Activity
The word "lakeFS" occurs in some lines of the listing. Copy those lines.

Records
■ ■ ■ ■ ■
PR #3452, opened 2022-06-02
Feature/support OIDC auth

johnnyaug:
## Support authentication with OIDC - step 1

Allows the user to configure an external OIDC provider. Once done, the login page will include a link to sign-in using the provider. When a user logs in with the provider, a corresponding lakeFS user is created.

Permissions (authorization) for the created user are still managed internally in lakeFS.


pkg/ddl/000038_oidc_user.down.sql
■ ■ ■ ■ ■
Solution to this task
Allows the user to configure an external OIDC provider. Once done, the login page will include a link to sign-in using the provider. When a user logs in with the provider, a corresponding lakeFS user is created.
Permissions (authorization) for the created user are still managed internally in lakeFS.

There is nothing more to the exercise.